Is the medication working?


Treatment produces symptomatic relief but the drugs can take four to six weeks to be effective.

Side effects


Hypotension, drowsiness, dizziness, headaches, asthenia and syncope.  Tamsulosin is well tolerated, which is one of the reasons to support its reclassification to a P medicine.


 Patients starting on alfuzosin, prazosin and terazosin may experience a hypotensive effect with the first dose so should be warned to lie down until symptoms of fatigue, dizziness or sweating resolve.

Monitoring and lifestyle


Patients should be advised to regulate fluid intake to reduce symptoms, particularly before going to bed or going out. Drinks containing alcohol or caffeine should be avoided.
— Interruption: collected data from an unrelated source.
PR #10601, opened 2021-09-19
[HOU-2021] Matt's talk is now a workshop

carlosonunez:
@skryukova PTAL

### DIFF
--- a/data/events/2021-houston.yml
+++ b/data/events/2021-houston.yml
@@ -402,11 +402,10 @@ program:
     start_time: "16:00"
     end_time: "16:30"
   - title: "matthew-ostlind"
-    type: "workshop"
+    type: "talk"
     date: 2021-09-22
-    start_time: "16:00"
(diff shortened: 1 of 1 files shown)


skryukova:
@carlosonunez There are a couple of issues with this commit (although it is mostly what we are trying to do).
- The title is in fact wrong, it is the reverse of what is intended and what the change is.
- The talk should be 30 minutes long, at the moment it is 40 minutes long.
- I believe the change in times is not enough to properly render on the website, the lines also need to be moved up in the file, so that the talk shows up in the correct spot (and not just with the correct times)

skryukova:
@glasnt @carlosonunez this PR can be cancelled. I've created a new one that fixes the issues above: https://github.com/devopsdays/devopsdays-web/pull/10604

carlosonunez:
What @skryukova said. Cancelling this. Refer to this PR instead: #10604

PR #10602, opened 2021-09-20
[CAI-21] Updating sponsors

aameen79:


phrawzty:
Note to other organisers: normally we don't accept changes to sponsor profiles that have already been used; however in this case it's obvious what the change is and does (fixes an outdated URL), so this time I'll give it the 👍 . :)

PR #10604, opened 2021-09-20
[HOU-2021] Moving Matthew Ostlind's workshop up in the schedule and c…

skryukova:
[HOU-2021] Moving Matthew Ostlind's workshop up in the schedule and changing to a talk


carlosonunez:
Looks better than my attempt, @skryukova ! LGTM.

PR #10606, opened 2021-09-21
[BOS-2021] Minor spelling fixes

don-code:
I am changing the title text of two sponsors to be human-readable, and one speaker's name to be spelled correctly.


glasnt:
Auto-accepting the speaker correction. 

Sponsor updates: looking at the netlify preview these `name` values are used for the alt/title text and do not need to match the yaml name, and the render looks fine. This change will affect other events, but in a positive way.

PR #92, opened 2018-08-29
Remove allocation in update

dennis-pan-scopely:
## Goal
Remove GC allocations in update function.
bugsnagupatedictionarybefore

### Added
LogTypeComparer to avoid default comparer allocating memory

## Tests
Manually tested in profiler

### DIFF
--- a/src/Assets/Standard Assets/Bugsnag/Bugsnag.cs
+++ b/src/Assets/Standard Assets/Bugsnag/Bugsnag.cs
@@ -325,8 +325,18 @@ public class Bugsnag : MonoBehaviour {
       { LogType.Warning, 5 }
     };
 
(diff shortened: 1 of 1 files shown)


martin308:
@dennis-pan-scopely thanks for the PR! Unfortunately we are in the middle of restructuring this notifier in a major way. You can see the work in progress over [here](https://github.com/bugsnag/bugsnag-unity/pull/83). This has been addressed in the new code, [here](https://github.com/bugsnag/bugsnag-unity/blob/6abdb250b8b2886ede917331f492235fbc89d2e5/src/BugsnagUnity/UniqueLogThrottle.cs#L33). If you see anything in the new code, I'd love to get your thoughts 😎

dennis-pan-scopely:
@martin308 looks great! What's the release schedule for the new version?

PR #93, opened 2018-09-14
Create per platform dlls

martin308:
When using `il2cpp` backend on non cocoa based builds, `il2cpp` does not like the fact that there are calls to native code that does not exist outside of cocoa. To get around this we create a dll for each supported platform and one that is a "fallback" to handle platforms where we don't have any special code to support. By separating all of the platform specific code into the individual dlls `il2cpp` has no problems with the code on non cocoa platforms.

The metafiles for all of the new dlls seems to work on my testing across unity 2017 and 2018 so that each of the platforms that we support are able to be built. The spec for these files is pretty opaque though so it's possible that they could be simpler than they are right now.


martin308:
Merging this down, PR comments still welcome on here and in the main PR

PR #105, opened 2018-10-31
Use same delivery everywhere

kattrali:
## Goal

Reduce surface of JNI code, unifying delivery strategy everywhere

### Removed

* `AndroidDelivery`
* `JavaStreamWrapper`

### Changed

* Use default delivery client in `AndroidClient`

## Tests

* Tested locally against Android 19, 28

## Review

What I need reviewed most is that the change works at the extremes of Android devices:

* API 16 ARM v7a
* ARM 23 ARM v7a
* ARM 23 ARM 64
* ARM 28 x86


fractalwrench:
It'd be good to get some more context on the motivation behind this change, because at the moment I'm not sure why this changeset is necessary.

Why did we originally implement a separate AndroidDelivery mechanism? Why do we need to switch to the C# Delivery mechanism at this stage? Are there any particular risks we should be wary of?

PR #107, opened 2018-11-08
refactor: migrate JNI interaction to use NativeInterface

fractalwrench:
## Goal

Allow capture of background crashes in Android Unity notifier, by registering for `logMessageReceivedThreaded` callbacks.

## Changeset

The majority of interaction with the Android notifier now happens through `NativeInterface.cs`, which
proxies into `NativeInterface.java`. Implementing this has allowed the use of `logMessageReceivedThreaded` rather than `logMessageReceived`, which increases the amount of captured information.

Additionally, `Client.cs` has been altered to check whether a metadata value is already contained in the payload before adding it. This appears necessary due to the following call earlier in its constructor:

`NativeClient.SetMetadata(UnityMetadataKey, UnityMetadata.ForNativeClient());`

## Tests

Ran manual tests on an Android example project with a main thread and background thread crash with the following data, and manually inspected the dashbboard:

- Custom user
- Simple breadcrumb
- Breadcrumb with metadata and different stater
- Nested metadata
- Added metadata

### Linked issues

https://github.com/bugsnag/bugsnag-android/pull/384


kattrali:
Added additional refactor to:

1. Make `Configuration` functions also use the NativeInterface
2. Ensure the JNI is attached to the current thread (and detach if manually attached)

PR #124, opened 2019-01-31
Fix Android ReleaseStage not being set

Cawllec:
## Goal
Fixes an issue where the ReleaseStage wasn't being passed into the Android notifier, causing the incorrect stage to be notified.

## Tests
Should be manually verified on:
- [x] Android
- [x] iOS
- [x] Windows
- [x] OSX

### DIFF
--- a/src/BugsnagUnity/Configuration.cs
+++ b/src/BugsnagUnity/Configuration.cs
@@ -43,8 +43,6 @@ namespace BugsnagUnity
 
     public virtual string AppVersion { get; set; }
 
-    private string RealAppVersion { get; set; }
-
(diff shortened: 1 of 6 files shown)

Patients with undiagnosed BPH presenting with the common symptoms may be suitable for short-term treatment with P tamsulosin providing they have no contra-indications (see below). The pharmacist can make an initial two-week supply and advise the patient to return to the pharmacy in 14 days. If symptoms have improved and no side effects have developed a further 28 days’ supply can be made. After six weeks the patient needs to see a GP who will confirm if the pharmacy supply is appropriate to continue. Patients on P tamsulosin will need an annual review with their GP.


 Contra-indications for P tamsulosin include:
•    Age less than 45 years.
•    On medications for BPH.
•    Due for cataract surgery.
•    Taking alpha1 blockers for the treatment of hypertension.
•    Symptoms suggestive of UTI (fever etc).
•    Haematuria or painful urination.
•    Cardiovascular, hepatic or renal disease.
•    History of orthostatic hypotension, heart, liver or kidney disease.
•    History of prostate surgery.

Andrew Sturrock is a hospital pharmacist in Gateshead.